A new genre of medical tests, which find out if a medicine is appropriate for a patient’s genes, are making way for increased use of personalized medicine, states the cover story.
A new genre of medical tests, which find out if a medicine is appropriate for a patient’s genes, are making way for increased use of personalized medicine, states the cover story in the current edition of Chemical & Engineering News. C&EN is the weekly newsmagazine of the American Chemical Society, the world’s largest scientific society. Celia Henry Arnaud, C&EN senior editor, points out that the U.S. Food and Drug Administration has approved several precedent-setting cancer drugs that provide a glimpse of the “personalized” medical care that awaits patients with cancer and other diseases in the future. Personalized medicine involves selecting treatments that work best with the set of genes present in each individual person. Such treatments work only for patients with conditions related to mutations, or alterations, in certain genes.

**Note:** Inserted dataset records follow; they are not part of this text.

PR #1918, opened 2019-09-17
jenkins: use devtoolset-6 on 10.x centos7-ppcle

sam-github:
10.x uses gcc-4.9 currently on ubuntu, but devtoolset-6 is a better
choice because it creates binaries that will run on older systems than
those created by ubuntu/gcc-4.9.

Since gcc-4.9 doesn't exist on centos7, ci is failing test builds
on centos7 for 10.x. Using devtoolset-6 will fix the failing builds.

### DIFF
--- a/jenkins/scripts/select-compiler.sh
+++ b/jenkins/scripts/select-compiler.sh
@@ -24,7 +24,7 @@ if [ "$SELECT_ARCH" = "PPC64LE" ]; then
 
   case $NODE_NAME in
     *centos7* )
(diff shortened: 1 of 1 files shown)


sam-github:
ci: https://ci.nodejs.org/job/node-test-commit-plinux/27921/

sam-github:
ci passed using devtoolset-6: https://ci.nodejs.org/job/node-test-commit-plinux/27921/nodes=centos7-ppcle

PR #2051, opened 2019-11-19
ansible: move IP of {unencrypted,backup-www}.nodejs.org

rvagg:
The good people at Joyent have manually moved unencrypted.nodejs.org, which also serves as backup-www in our load balancer pool. It's up and running in a new location because the old datacenter is being closed. DNS and load balancer have this new change and it appears to be in good order.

The article describes new “companion diagnostics,” or diagnostic tests that already have gone into use, with more on the horizon, to identify patients most likely to benefit from a medication. Doctors must perform these tests before starting treatment. Arnaud describes how pharmaceutical companies are embracing an approach that involves co-development of drugs and companion diagnostics that can be used in clinical trials and later when a medication goes into general use.